Finding optimal solutions for vehicle routing problem with pickup and delivery services with time windows: A dynamic programming approach based on state-space-time network representations

TL;DR

This paper introduces a novel dynamic programming approach using a state-space-time network model to optimize vehicle routing with pickup, delivery, and time windows, effectively solving complex transportation problems.

Contribution

It presents a new multi-commodity network flow model and a dynamic programming algorithm for VRPPDTW, integrating vehicle states and using Lagrangian relaxation for multi-vehicle optimization.

Findings

Effective in medium and large-scale networks

Reduces search space with strategic algorithms

Demonstrates improved routing solutions

Abstract

Optimization of on-demand transportation systems and ride-sharing services involves solving a class of complex vehicle routing problems with pickup and delivery with time windows (VRPPDTW).

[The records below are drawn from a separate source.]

PR #3797, opened 2026-08-31
[TENT]: Deduplicate TentMetrics singleton via shared tent_metrics library

Colors-111:
## Description

`TentMetrics` is a process-wide singleton — `TentMetrics::instance()` holds a function-local `static TentMetrics instance`, and `initialized_` is guarded by `compare_exchange_strong` so each process initializes it at most once and starts a single 30s periodic report thread (`metric_report_thread_`, the source of the recurring `TENT Metrics: ...` log line).

`tent_metrics` was previously a **STATIC** library: it was packaged into the static `transfer_engine`, which was then **copied** into both the `engine.so` and `store.so` pybind extensions at link time. The result was two mutually invisible `static TentMetrics instance` objects plus two `initialized_` guards in the same process. When sglang `import mooncake.engine` (TENT KV migration) and `import mooncake.store` (`--hicache-storage-backend mooncake`) together, each scheduler process would:

1. start **two** report threads, logging `TENT Metrics:` twice per interval  (TP4 = 8 lines/interval instead of 4);
2. have both singletons bind the default HTTP port `9100` — **only one succeeds**; the other logs `HTTP endpoint unavailable ... continuing with log-only metrics` and silently degrades, so Prometheus scrapes only one engine's metrics and the other is lost.

## Trigger conditions

The duplicate-singleton problem only appears when all three hold:

1. **`TENT_METRICS_ENABLED=ON`** (compile time). An OFF build strips the entire metrics code path via `#if`; record macros are no-ops and no HTTP server is created, so there is no double-thread / port issue to begin with.
2. **`USE_TENT=ON`**. `transfer_engine` links `tent_metrics` only under this flag; non-TENT `engine.so` / `store.so` carry no metrics code and are unaffected.
3. **The same process loads both `mooncake.engine` and `mooncake.store` pybind extensions**. Each `.so` statically embeds its own `TentMetrics`; the singleton guard only prevents re-entry into the *same* instance, not the *other* copy.

The typical trigger is sglang with hierarchical cache backed by mooncake:

```
python -m sglang.launch_server --tp 4 \
  --enable-hierarchical-cache \
  --hicache-storage-backend mooncake \
  --hicache-storage-backend-extra-config '{"master_server_address": "etcd://...", ...}'
```

`mooncake.engine` serves TENT KV migration and `mooncake.store` serves the `--hicache-storage-backend mooncake` storage backend; both are imported inside the same scheduler process, so each rank ends up with two metrics instances.

**Does not trigger**: loading only `mooncake.engine` (TENT migration without a mooncake storage backend) or only `mooncake.store`; `TENT_METRICS_ENABLED=OFF`; `USE_TENT=OFF`. These deployments load metrics code once, so the singleton is naturally unique.

## Root-cause evidence

`nm -D` shows `engine.so` and `store.so` **each export** their own `TentMetrics::instance` (different addresses), confirming the static code was duplicated:

```
engine.so  00000000005043c0 T _ZN8mooncake4tent11TentMetrics8instanceEv
store.so   0000000000e0d0b0 T _ZN8mooncake4tent11TentMetrics8instanceEv
```

Mapping TID → PID (`ps -eLo pid,tid,comm`) shows 4 scheduler processes with 2 report threads each, not 8 processes — ruling out "multiple sglang instances" and confirming "two singletons in one process".

## Change

Switch `tent_metrics` from STATIC to SHARED:

```cmake
add_library(tent_metrics SHARED ${TENT_METRICS_SOURCES})
```

As a shared library, `engine.so` / `store.so` no longer embed the metrics code; they take a single `DT_NEEDED` dependency on `libtent_metrics.so`. The dynamic loader loads that library once (by soname), so both `.so`s reference the same mapping and share the one process-wide `TentMetrics` singleton — 8 threads collapse back to 4, the port clash disappears, and Prometheus sees the full picture.

## Mechanism

- **PIC**: `tent/CMakeLists.txt` sets `CMAKE_POSITION_INDEPENDENT_CODE ON` globally, so OBJECT libraries such as `tent_common` are already compiled PIC and link into the shared object with no extra change.
- **Symbol visibility**: after the fix, `TentMetrics::instance` is exported by `libtent_metrics.so` (`T`) and appears as `U` (undefined, resolved at load time from `DT_NEEDED`) inside `engine.so` / `store.so` / `libtent_shared.so`.
- **RPATH**: `engine.so` / `store.so` use `INSTALL_RPATH "$ORIGIN"`, so installing `libtent_metrics.so` alongside them makes it discoverable — the same pattern `asio_shared` already uses (installed to both `lib/` and the python package directory).

## Guards

- `transfer_engine` links `tent_link_group` (which includes `tent_metrics`) only under `if(USE_TENT)`, so `engine.so` / `store.so` depend on `libtent_metrics.so` only when `USE_TENT` is on.
- The install is guarded by `if(TARGET tent_metrics)`, aligning naturally with `USE_TENT`; non-TENT builds produce no `libtent_metrics.so` and incur no such dependency.

## Tests

- **Symbol check** (root cause): `nm -D engine.so` / `store.so` shows `TentMetrics::instance` as `T` (defined) before the fix and `U` (imported from `libtent_metrics.so`) after.
- **Runtime**: before the fix each scheduler process had 2 report threads (TP4 = 8 lines/interval); after, 1 (4 lines/interval). The `HTTP endpoint unavailable` warning disappears and port 9100 binds uniquely.
- **Existing tests**: `metrics_config_loader_test` / `tent_metrics_http_server_test` / `tent_metrics_recording_test` link `tent_metrics` directly; the SHARED switch does not change their behavior and they keep passing.

## Files Changed

- `mooncake-transfer-engine/tent/src/metrics/CMakeLists.txt` — switch `tent_metrics` from STATIC to SHARED and install it to `lib/`.
- `mooncake-integration/CMakeLists.txt` — install `libtent_metrics.so` to the python package directory (`MOONCAKE_PYTHON_INSTALL_DIR`) alongside `engine.so` / `store.so` for `$ORIGIN` resolution.

## Module

- [ ] CI/CD
- [ ] Docs
- [ ] Other

## Type of Change

- [ ] Bug fix
- [ ] New feature
- [ ] Refactor
- [ ] Breaking change
- [ ] Documentation update
- [ ] Performance improvement
- [ ] Other

## How Has This Been Tested?

**Test commands:**
```bash
```

**Test results:**
- [ ] Unit tests pass

## Checklist

## AI Assistance Disclosure

- [ ] No AI tools were used

### DIFF
--- a/mooncake-transfer-engine/rust/build.rs
+++ b/mooncake-transfer-engine/rust/build.rs
@@ -176,7 +176,6 @@ fn main() {
             build_dir.join("mooncake-common/src"),
             build_dir.join("mooncake-common/etcd"),
             build_dir.join("mooncake-transfer-engine/tent/src"),
-            build_dir.join("mooncake-transfer-engine/tent/src/metrics"),
             build_dir.join("src"),
             build_dir.join("src/common/base"),
         ] {
@@ -201,7 +200,6 @@ fn main() {
         manifest_dir.join("../../build/mooncake-common"),
         manifest_dir.join("../../build/mooncake-common/etcd"),
         manifest_dir.join("../../build/mooncake-transfer-engine/tent/src"),
-        manifest_dir.join("../../build/mooncake-transfer-engine/tent/src/metrics"),
         manifest_dir.join("../tent/build/src"),
     ] {
         push_dir(&mut search_dirs, dir);
--- a/mooncake-transfer-engine/rust/build.rs
+++ b/mooncake-transfer-engine/rust/build.rs
@@ -176,6 +176,11 @@ fn main() {
             build_dir.join("mooncake-common/src"),
             build_dir.join("mooncake-common/etcd"),
             build_dir.join("mooncake-transfer-engine/tent/src"),
+            // libtent_metrics.so is a SHARED lib built under tent/src/metrics.
+            // collect_tent_archives skips it (only .a), and has_library's
+            // /usr/local/lib fallback only gates the -l emit, not the -L search
+            // path — so the linker still needs this directory explicitly.
+            build_dir.join("mooncake-transfer-engine/tent/src/metrics"),
             build_dir.join("src"),
             build_dir.join("src/common/base"),
         ] {
@@ -200,6 +205,7 @@ fn main() {
         manifest_dir.join("../../build/mooncake-common"),
         manifest_dir.join("../../build/mooncake-common/etcd"),
         manifest_dir.join("../../build/mooncake-transfer-engine/tent/src"),
+        manifest_dir.join("../../build/mooncake-transfer-engine/tent/src/metrics"),
         manifest_dir.join("../tent/build/src"),
     ] {
         push_dir(&mut search_dirs, dir);
--- a/mooncake-transfer-engine/rust/build.rs
+++ b/mooncake-transfer-engine/rust/build.rs
@@ -176,6 +176,7 @@ fn main() {
             build_dir.join("mooncake-common/src"),
             build_dir.join("mooncake-common/etcd"),
             build_dir.join("mooncake-transfer-engine/tent/src"),
+            build_dir.join("mooncake-transfer-engine/tent/src/metrics"),
             build_dir.join("src"),
             build_dir.join("src/common/base"),
         ] {
@@ -200,6 +201,7 @@ fn main() {
         manifest_dir.join("../../build/mooncake-common"),
         manifest_dir.join("../../build/mooncake-common/etcd"),
         manifest_dir.join("../../build/mooncake-transfer-engine/tent/src"),
+        manifest_dir.join("../../build/mooncake-transfer-engine/tent/src/metrics"),
         manifest_dir.join("../tent/build/src"),
     ] {
         push_dir(&mut search_dirs, dir);
@@ -268,6 +270,9 @@ fn main() {
         }
         if has_mooncake_common {
             println!("cargo:rustc-link-arg=-lmooncake_common");
+        }
+        if has_library(&search_dirs, "tent_metrics") {
+            println!("cargo:rustc-link-arg=-ltent_metrics");
         }
         println!("cargo:rustc-link-arg=-Wl,--end-group");
         println!("cargo:rustc-link-lib=dl");
--- a/mooncake-transfer-engine/tent/src/metrics/CMakeLists.txt
+++ b/mooncake-transfer-engine/tent/src/metrics/CMakeLists.txt
@@ -1,6 +1,18 @@
 # TENT_METRICS_ENABLED option is declared in tent/CMakeLists.txt.
 file(GLOB TENT_METRICS_SOURCES "*.cpp")
-add_library(tent_metrics STATIC ${TENT_METRICS_SOURCES})
+# Build as a SHARED library so the TentMetrics singleton (the function-local
+# `static TentMetrics instance` in TentMetrics::instance()) is not duplicated
+# across DSOs. When statically linked, the metrics code is copied into every
+# consumer .so (engine.so and store.so), giving each its own TentMetrics
+# instance: a process that loads both modules ends up with two independent
+# metrics singletons, two periodic report threads ("TENT Metrics:" logged
+# twice per interval), and a metrics HTTP port clash (both default to 9100,
+# so only one binds and the other silently degrades to log-only). As a shared
+# library, both modules take a single DT_NEEDED on libtent_metrics.so and
+# share the one process-wide singleton. PIC is already on for the whole tent
+# tree (tent/CMakeLists.txt sets CMAKE_POSITION_INDEPENDENT_CODE ON), so the
+# tent_common OBJECT dependency links cleanly into the shared object.
+add_library(tent_metrics SHARED ${TENT_METRICS_SOURCES})
 # Link yalantinglibs::yalantinglibs for metrics and HTTP server (ylt headers +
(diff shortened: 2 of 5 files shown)


alogfans:
Seems the build of TENT fails.

catyans:
The shared-library direction makes sense, but the Rust TENT link path was not updated. All four TENT matrix failures reach the Rust smoke link and then fail on unresolved `TentMetrics` / `MetricsConfigLoader` symbols.

`mooncake-transfer-engine/rust/build.rs` discovers only TENT `.a` archives. After this change, the link command has neither the nested metrics build directory in its search/RPATH list nor `-ltent_metrics`, so `libtent.a`'s metrics references remain unresolved. Please add the shared metrics library to the TENT Rust link path (including standalone-build discovery) and keep the Rust smoke test covering this configuration.

It would also be worth validating a custom-prefix install of `libtent_shared.so`: CI shows its install RPATH is empty, so it should either carry an `$ORIGIN` lookup for the sibling `libtent_metrics.so` or have another tested runtime-resolution mechanism.

mooncake-transfer-engine/tent/src/metrics/CMakeLists.txt
```diff
@@ -1,6 +1,21 @@
...
+# twice per interval), and a metrics HTTP port clash (both default to 9100,
+# so only one binds and the other silently degrades to log-only). As a shared
+# library, both modules take a single DT_NEEDED on libtent_metrics.so and
+# share the one process-wide singleton. PIC is already on for the whole tent
+# tree (tent/CMakeLists.txt sets CMAKE_POSITION_INDEPENDENT_CODE ON), so the
+# tent_common OBJECT dependency links cleanly into the shared object.
+add_library(tent_metrics SHARED ${TENT_METRICS_SOURCES})
+set_target_properties(
+  tent_metrics
+  PROPERTIES INSTALL_RPATH "$ORIGIN" BUILD_WITH_INSTALL_RPATH TRUE)
```
staryxchen: INSTALL_RPATH "$ORIGIN" is needed so the installed libtent_metrics.so finds sibling libasio.so. Is BUILD_WITH_INSTALL_RPATH TRUE necessary?

mooncake-transfer-engine/tent/src/metrics/CMakeLists.txt
```diff
@@ -20,3 +35,13 @@ else()
...
+
+# Install to lib/ for libtent_shared.so / system consumers. The python C
+# extensions (engine.so, store.so) resolve it via $ORIGIN, so a second
+# install lands libtent_metrics.so next to them — see
+# mooncake-integration/CMakeLists.txt.
+install(
+  TARGETS tent_metrics
+  LIBRARY DESTINATION lib
+  ARCHIVE DESTINATION lib
+  RUNTIME DESTINATION bin)
```
staryxchen: This is a Linux SHARED library. Only LIBRARY DESTINATION lib is used. `ARCHIVE DESTINATION lib` is for import libraries (Windows) and `RUNTIME DESTINATION bin` is for DLLs. They do nothing here and suggest a Windows layout this target does not have. Please drop them.

mooncake-transfer-engine/rust/build.rs
```diff
@@ -269,6 +271,9 @@ fn main() {
         if has_mooncake_common {
             println!("cargo:rustc-link-arg=-lmooncake_common");
         }
+        if has_library(&search_dirs, "tent_metrics") {
+            println!("cargo:rustc-link-arg=-ltent_metrics");
+        }
```
staryxchen, line 280: `-ltent_metrics` is the necessary Rust fix. These two hardcoded .../tent/src/metrics entries are not.

collect_tent_archives already walks the TENT build tree; it just only accepts .a. After cmake --install, has_library also finds libtent_metrics.so under /usr/local/lib. Hardcoding two nested CMake output dirs duplicates that, and still misses the standalone layout you already list as ../tent/build/src (the .so is in ../tent/build/src/metrics).

catyans:
Thanks, the Rust link path and sibling `$ORIGIN` lookup are fixed. The remaining TENT failures now come from `metrics_config_loader_test`: `libtent_metrics.so` is built with `BUILD_WITH_INSTALL_RPATH TRUE`, so its build-tree RPATH is only `$ORIGIN` and it cannot find `libasio.so` in the separate build directory.

Please keep the normal build-tree RPATH and apply `$ORIGIN` only at install time (or otherwise make `asio_shared` directly resolvable by this test), then rerun the TENT matrix.

Colors-111:
@catyans @staryxchen All three points addressed:

Dropped `BUILD_WITH_INSTALL_RPATH` TRUE — build-tree RPATH now resolves `libasio.so` during ctest; `$ORIGIN` applies only at install time.
Trimmed `ARCHIVE/RUNTIME` install destinations (Linux SHARED lib).
Added `-ltent_metrics` to the Rust `--start-group`.
The two `.../tent/src/metrics` search dirs must stay, though.` collect_tent_archives` only gathers .a (skips the .so), and has_library's `/usr/local/lib` fallback only gates the -l emit — it does not add a -L to the linker. Removing them caused the previous CI run to fail with `unable to find library -ltent_metrics`. They're load-bearing for the link step, kept with an explanatory comment.

catyans (approved):
Thanks @Colors-111, this addresses my remaining concern. LGTM. The build tree now keeps CMake's normal RPATH for `libasio.so`, installed artifacts retain `$ORIGIN`, and Rust finds and links `tent_metrics` inside the rescan group. All 25 checks are green.

alogfans (approved):
LGTM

This paper first proposes a new time-discretized multi-commodity network flow model for the VRPPDTW based on the integration of vehicles carrying states within space-time transportation networks, so as to allow a joint optimization of passenger-to-vehicle assignment and turn-by-turn routing in congested transportation networks. Our three-dimensional state-space-time network construct is able to comprehensively enumerate possible transportation states at any given time along vehicle space-time paths, and further allows a forward dynamic programming solution algorithm to solve the single vehicle VRPPDTW problem. By utilizing a Lagrangian relaxation approach, the primal multi-vehicle routing problem is decomposed to a sequence of single vehicle routing sub-problems, with Lagrangian multipliers for individual passengers requests being updated by sub-gradient-based algorithms. We further discuss a number of search space reduction strategies and test our algorithms, implemented through a specialized program in C++, on medium-scale and large-scale transportation networks, namely the Chicago sketch and Phoenix regional networks.